Udaipur’s Lake System: The Interconnection of Lakes, You Must Know!

Udaipur is famous all over the globe due to its beautiful lakes. But did you know that these lakes are interconnected and maintain a remarkable channel system? One, if residing in Udaipur, must know how and why these lakes are interconnected!

When I first came to know that these lakes are interconnected, I was surprised and filled with awe. How can such huge water bodies be connected and made by the then rulers; this was the question I wanted to have an answer to. So, I went on for a deep search and came up with the following piece. Have a read.

Udaipur’s System of Lakes

The Lakes form a chain in the saucer-shaped valley of Udaipur. The inner Girwa plain of Udaipur is surrounded by the western and central Aravali hills, and its water drains into the Ahar (Ayad) River.

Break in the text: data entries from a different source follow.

PR #6246, opened 2021-06-03
Rename all client proto packages to _v2

actgardner:
Rename the proto packages in 2.x so both 1.x and 2.x can be imported in the same codebase, like so:

```
package main

import (
        "fmt"
        v1 "github.com/pachyderm/pachyderm/src/client"
        v2 "github.com/pachyderm/pachyderm/v2/src/client"
)

func main() {
        _, err := v1.NewOnUserMachine("client")
       fmt.Printf("v1 error: %v\n", err)

        v2Client, err := v2.NewOnUserMachine("client")
        if err != nil {
                fmt.Printf("v2 error: %v\n", err)
        }

        v2Resp, err := v2Client.Version()
        if err != nil {
                fmt.Printf("v2 error: %v\n", err)
        }

        fmt.Printf("V2: %v\n", v2Resp)
}
```

Output (running against a v2 cluster):

```
v1 error: could not get cluster ID: unknown service admin.API
V2: 2.0.0-8981a76b1d340071b4b2392a5914f761c6df65d2
```


jrockway (approved):
This is really nice.  I like that it makes pachctl 1.x fail against a 2.x cluster (and vice-versa); this error message is much easier to debug than the alternative (which would be field tag numbers referring to different things, or missing data in requests/responses).

chainlink:
Looking forward to this proto change in all the clients! 👍 
cc @albscui

PR #6248, opened 2021-06-04
Support accessing meta repos via the s3 gateway.

PFedak:


src/server/pfs/s3/driver.go
```diff
@@ -72,28 +81,31 @@ func (d *MasterDriver) listBuckets(pc *client.APIClient, r *http.Request, bucket
 }
 
 func (d *MasterDriver) bucket(pc *client.APIClient, r *http.Request, name string) (*Bucket, error) {
+	var repo *pfs.Repo
 	branch := "master"
-	var repo string
-	parts := strings.SplitN(name, ".", 2)
-	if len(parts) == 2 {
+	parts := strings.SplitN(name, ".", 3)
```
PFedak, line 86: The resolution behavior is the thing that seems most important, since it impacts how users interact with it. I'd like to require as little change as possible, but anyone who used S3 to access the `stats` branch before will need to do something different regardless.

src/server/pfs/s3/driver.go
```diff
@@ -50,19 +50,28 @@ func NewMasterDriver() *MasterDriver {
...
 
 func (d *MasterDriver) listBuckets(pc *client.APIClient, r *http.Request, buckets *[]*s2.Bucket) error {
-	repos, err := pc.ListRepo()
+	repos, err := pc.ListRepoByType("") // get repos of all types
 	if err != nil {
 		return err
 	}
 
 	for _, repo := range repos {
+		if repo.Repo.Type == pfs.SpecRepoType {
```
PFedak, line 59: My understanding of the code was that leaving a bucket out of the response here doesn't actually prevent it from being accessed directly by name, but maybe that's incorrect. Also not sure on whether to include stats/meta repos by default

src/server/pfs/s3/master_test.go
```diff
@@ -416,6 +417,76 @@ func masterListObjectsRecursive(t *testing.T, pachClient *client.APIClient, mini
...
+func masterResolveSystemRepoBucket(t *testing.T, pachClient *client.APIClient, minioClient *minio.Client) {
+	repo := tu.UniqueString("testsystemrepo")
+	require.NoError(t, pachClient.CreateRepo(repo))
+	specRepo := client.NewSystemRepo(repo, pfs.SpecRepoType)
+	// create a branch named "spec" in the repo
+	branch := pfs.SpecRepoType
+	require.NoError(t, pachClient.CreateBranch(repo, branch, "", "", nil))
+
+	// as well as a branch named "master" on an associated repo of type "spec"
+	_, err := pachClient.PfsAPIClient.CreateRepo(pachClient.Ctx(), &pfs.CreateRepoRequest{Repo: specRepo})
```
msteffen, line 464: very minor suggestion: move `specRepo` definition down to where `CreateRepo` is called:
```suggestion
	// create a branch named "spec" in the repo
	branch := pfs.SpecRepoType
	require.NoError(t, pachClient.CreateBranch(repo, branch, "", "", nil))

	// as well as a branch named "master" on an associated repo of type "spec"
	specRepo := client.NewSystemRepo(repo, pfs.SpecRepoType)
	_, err := pachClient.PfsAPIClient.CreateRepo(pachClient.Ctx(), &pfs.CreateRepoRequest{Repo: specRepo})
```

src/server/pfs/s3/multipart.go
```diff
@@ -59,11 +59,11 @@ func multipartKeepArgs(path string) (repo string, branch string, key string, upl
 }
 
 func parentDirPath(bucket *Bucket, key string, uploadID string) string {
```
msteffen, line 61: Out of scope, but this could be massively improved by using the new filesets API

msteffen (approved):
Few suggestions, but overall LGTM

src/server/pfs/s3/multipart.go
PFedak: I didn't entirely understand the use case from reading the code, not surprised there's a better way now

src/server/pfs/s3/driver.go
```diff
@@ -72,28 +81,31 @@ func (d *MasterDriver) listBuckets(pc *client.APIClient, r *http.Request, bucket
 }
 
 func (d *MasterDriver) bucket(pc *client.APIClient, r *http.Request, name string) (*Bucket, error) {
+	var repo *pfs.Repo
 	branch := "master"
-	var repo string
-	parts := strings.SplitN(name, ".", 2)
-	if len(parts) == 2 {
+	parts := strings.SplitN(name, ".", 3)
+	if len(parts) == 3 {
```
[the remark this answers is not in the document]
PFedak: yeah, "user" is just the default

Some 425 years ago Udaipur’s system of lakes was considered a role model of rainwater management. As early as 1582, the Maharanas of the former state of Mewar started digging out Lake Pichola for gathering up bottom sediments and widening to make it suitable as an irrigation and drinking source. In 1890, Maharana Fateh Singh inaugurated a project that geography professor Narpat Singh Rathore of Udaipur’s Mohanlal Sukhadia University calls the “the world’s first man-made microsystem of river diversion, linkage and watershed management,” the result of which constitutes the current system of interconnected and gradually descending lakes.

Indeed, the rulers of Udaipur were convinced of the importance of water. So, they had built several dams and water ponds. These are evidence of reservoir engineering, developed at that time.

Prominent Lakes of Udaipur

The famous lakes of the city are Pichola lake, Fatehsagar, Doodh Talai, Govardhan Sagar, Badi (tiger lake or Jiyan Sagar), Rangsagar and Swaroop Sagar and Udaisagar, Madaar Lakes are major lakes in Udaipur. These lakes have served as a lifeline for many centuries for Udaipur.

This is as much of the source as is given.